** Data for analysis follows **

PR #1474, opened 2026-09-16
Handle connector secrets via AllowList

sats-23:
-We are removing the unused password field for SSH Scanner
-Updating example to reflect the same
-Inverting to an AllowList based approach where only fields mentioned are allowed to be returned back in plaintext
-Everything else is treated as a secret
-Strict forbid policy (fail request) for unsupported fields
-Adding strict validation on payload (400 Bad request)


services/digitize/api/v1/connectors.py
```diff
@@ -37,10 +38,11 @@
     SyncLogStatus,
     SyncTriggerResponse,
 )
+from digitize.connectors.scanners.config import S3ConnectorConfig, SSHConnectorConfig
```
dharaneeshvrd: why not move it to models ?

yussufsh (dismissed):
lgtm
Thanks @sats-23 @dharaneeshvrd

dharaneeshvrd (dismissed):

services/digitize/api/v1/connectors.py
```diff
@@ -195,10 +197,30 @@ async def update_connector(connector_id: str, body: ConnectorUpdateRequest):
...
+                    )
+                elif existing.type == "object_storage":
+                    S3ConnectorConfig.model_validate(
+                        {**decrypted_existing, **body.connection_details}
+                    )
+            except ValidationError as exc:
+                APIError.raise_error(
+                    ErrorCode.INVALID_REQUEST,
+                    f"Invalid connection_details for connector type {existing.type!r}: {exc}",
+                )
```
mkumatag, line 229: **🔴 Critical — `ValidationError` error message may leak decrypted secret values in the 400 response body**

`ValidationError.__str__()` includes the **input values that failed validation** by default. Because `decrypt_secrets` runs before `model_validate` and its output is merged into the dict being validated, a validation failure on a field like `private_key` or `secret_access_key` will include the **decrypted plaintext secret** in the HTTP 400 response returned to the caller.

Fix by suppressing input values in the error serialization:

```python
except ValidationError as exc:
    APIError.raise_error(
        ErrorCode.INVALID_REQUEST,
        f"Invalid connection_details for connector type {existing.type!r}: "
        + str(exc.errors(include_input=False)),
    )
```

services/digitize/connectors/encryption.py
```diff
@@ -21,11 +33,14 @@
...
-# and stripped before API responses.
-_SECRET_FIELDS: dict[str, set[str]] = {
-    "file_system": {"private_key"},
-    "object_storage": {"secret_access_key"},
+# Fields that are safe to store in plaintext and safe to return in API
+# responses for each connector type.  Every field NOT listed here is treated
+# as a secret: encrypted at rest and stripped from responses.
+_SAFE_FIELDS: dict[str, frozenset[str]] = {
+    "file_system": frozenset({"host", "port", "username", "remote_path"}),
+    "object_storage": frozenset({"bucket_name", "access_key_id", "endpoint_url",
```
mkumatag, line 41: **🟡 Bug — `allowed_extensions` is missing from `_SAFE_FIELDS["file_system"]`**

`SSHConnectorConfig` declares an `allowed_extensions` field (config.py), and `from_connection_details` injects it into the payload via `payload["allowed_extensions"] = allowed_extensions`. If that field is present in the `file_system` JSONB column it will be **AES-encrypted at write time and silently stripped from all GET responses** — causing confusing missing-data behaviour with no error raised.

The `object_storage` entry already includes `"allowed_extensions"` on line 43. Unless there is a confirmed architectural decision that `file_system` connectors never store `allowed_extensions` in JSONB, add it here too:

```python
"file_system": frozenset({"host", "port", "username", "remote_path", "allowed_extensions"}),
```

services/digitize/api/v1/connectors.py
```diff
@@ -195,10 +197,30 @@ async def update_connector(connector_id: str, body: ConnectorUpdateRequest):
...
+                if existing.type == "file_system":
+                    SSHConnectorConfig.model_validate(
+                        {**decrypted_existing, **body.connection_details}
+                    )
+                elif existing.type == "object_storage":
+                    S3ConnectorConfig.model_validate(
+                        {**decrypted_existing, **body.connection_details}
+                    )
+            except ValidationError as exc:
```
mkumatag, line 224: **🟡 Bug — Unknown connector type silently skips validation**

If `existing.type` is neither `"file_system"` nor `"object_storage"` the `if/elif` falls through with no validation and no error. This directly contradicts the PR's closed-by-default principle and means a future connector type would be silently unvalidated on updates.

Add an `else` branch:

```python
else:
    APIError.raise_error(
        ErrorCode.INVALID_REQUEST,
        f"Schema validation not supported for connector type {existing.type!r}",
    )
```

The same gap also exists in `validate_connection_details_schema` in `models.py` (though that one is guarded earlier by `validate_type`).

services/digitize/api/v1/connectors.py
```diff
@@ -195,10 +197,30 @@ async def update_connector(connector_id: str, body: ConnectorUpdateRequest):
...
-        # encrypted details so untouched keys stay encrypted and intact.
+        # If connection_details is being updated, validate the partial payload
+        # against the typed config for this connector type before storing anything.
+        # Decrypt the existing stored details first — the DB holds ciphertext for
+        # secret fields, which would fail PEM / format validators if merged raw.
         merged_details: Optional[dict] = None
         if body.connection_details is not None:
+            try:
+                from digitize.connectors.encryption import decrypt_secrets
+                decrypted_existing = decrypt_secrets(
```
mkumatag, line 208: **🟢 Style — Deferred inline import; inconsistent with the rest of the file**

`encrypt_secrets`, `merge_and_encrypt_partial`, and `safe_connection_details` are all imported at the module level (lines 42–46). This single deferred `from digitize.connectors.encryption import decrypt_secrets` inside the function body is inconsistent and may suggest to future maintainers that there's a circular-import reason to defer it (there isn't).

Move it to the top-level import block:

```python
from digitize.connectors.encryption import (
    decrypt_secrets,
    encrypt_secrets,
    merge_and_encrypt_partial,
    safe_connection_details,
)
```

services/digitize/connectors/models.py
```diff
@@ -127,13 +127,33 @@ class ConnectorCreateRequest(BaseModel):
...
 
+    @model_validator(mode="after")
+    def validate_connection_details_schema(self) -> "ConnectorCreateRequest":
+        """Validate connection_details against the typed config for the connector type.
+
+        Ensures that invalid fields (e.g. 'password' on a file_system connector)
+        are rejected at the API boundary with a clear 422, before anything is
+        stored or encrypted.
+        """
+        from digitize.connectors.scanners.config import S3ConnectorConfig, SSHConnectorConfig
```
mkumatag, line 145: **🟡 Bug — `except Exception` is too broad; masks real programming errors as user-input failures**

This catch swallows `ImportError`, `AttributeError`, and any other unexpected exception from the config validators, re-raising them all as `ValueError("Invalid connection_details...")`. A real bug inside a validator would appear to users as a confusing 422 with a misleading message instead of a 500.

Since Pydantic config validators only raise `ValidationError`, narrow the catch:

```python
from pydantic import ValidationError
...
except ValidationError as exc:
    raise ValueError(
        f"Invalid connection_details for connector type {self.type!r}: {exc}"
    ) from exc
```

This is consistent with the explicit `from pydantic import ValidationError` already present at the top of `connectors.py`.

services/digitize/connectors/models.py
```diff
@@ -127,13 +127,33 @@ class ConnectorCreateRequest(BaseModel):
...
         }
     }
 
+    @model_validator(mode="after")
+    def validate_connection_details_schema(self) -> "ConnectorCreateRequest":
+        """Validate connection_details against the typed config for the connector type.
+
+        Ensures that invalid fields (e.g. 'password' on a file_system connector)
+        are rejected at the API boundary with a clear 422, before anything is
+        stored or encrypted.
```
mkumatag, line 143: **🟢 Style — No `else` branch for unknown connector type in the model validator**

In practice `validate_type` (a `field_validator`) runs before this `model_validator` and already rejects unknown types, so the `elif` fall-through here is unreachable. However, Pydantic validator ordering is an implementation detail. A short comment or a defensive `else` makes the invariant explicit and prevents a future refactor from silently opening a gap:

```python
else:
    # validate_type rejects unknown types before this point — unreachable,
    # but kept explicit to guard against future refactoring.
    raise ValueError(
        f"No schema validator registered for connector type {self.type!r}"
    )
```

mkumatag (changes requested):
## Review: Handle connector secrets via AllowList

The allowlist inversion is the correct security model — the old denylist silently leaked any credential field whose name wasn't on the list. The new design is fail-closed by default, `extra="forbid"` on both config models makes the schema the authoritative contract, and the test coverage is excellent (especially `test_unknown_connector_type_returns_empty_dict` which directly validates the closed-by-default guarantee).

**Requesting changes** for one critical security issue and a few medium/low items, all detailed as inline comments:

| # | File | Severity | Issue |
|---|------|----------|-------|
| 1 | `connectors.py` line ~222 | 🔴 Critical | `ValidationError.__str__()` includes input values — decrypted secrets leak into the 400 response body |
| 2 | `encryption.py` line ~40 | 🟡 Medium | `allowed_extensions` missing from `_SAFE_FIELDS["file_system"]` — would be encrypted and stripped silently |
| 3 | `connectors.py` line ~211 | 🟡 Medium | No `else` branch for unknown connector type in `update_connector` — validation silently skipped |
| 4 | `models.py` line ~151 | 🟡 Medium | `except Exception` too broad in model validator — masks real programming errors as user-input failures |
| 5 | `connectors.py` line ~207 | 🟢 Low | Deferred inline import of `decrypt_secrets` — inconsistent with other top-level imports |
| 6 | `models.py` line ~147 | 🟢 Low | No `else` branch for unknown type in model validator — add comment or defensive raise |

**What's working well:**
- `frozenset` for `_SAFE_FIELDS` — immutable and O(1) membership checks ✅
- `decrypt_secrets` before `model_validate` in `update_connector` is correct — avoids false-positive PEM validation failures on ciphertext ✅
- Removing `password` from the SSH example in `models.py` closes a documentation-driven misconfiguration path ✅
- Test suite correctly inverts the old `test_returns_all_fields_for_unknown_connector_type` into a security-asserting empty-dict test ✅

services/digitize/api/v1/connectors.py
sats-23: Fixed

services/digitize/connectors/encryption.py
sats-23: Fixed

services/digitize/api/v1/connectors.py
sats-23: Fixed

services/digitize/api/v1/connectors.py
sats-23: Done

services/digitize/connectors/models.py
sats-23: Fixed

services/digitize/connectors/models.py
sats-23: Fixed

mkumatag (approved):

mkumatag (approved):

** End of Data for analysis **

What the task requires –
Up to and including the line with "-Strict forbid policy", repeat the data exactly, starting from its first line; nothing else belongs in the response.

Exercise result –
PR #1474, opened 2026-09-16
Handle connector secrets via AllowList

sats-23:
-We are removing the unused password field for SSH Scanner
-Updating example to reflect the same
-Inverting to an AllowList based approach where only fields mentioned are allowed to be returned back in plaintext
-Everything else is treated as a secret
-Strict forbid policy (fail request) for unsupported fields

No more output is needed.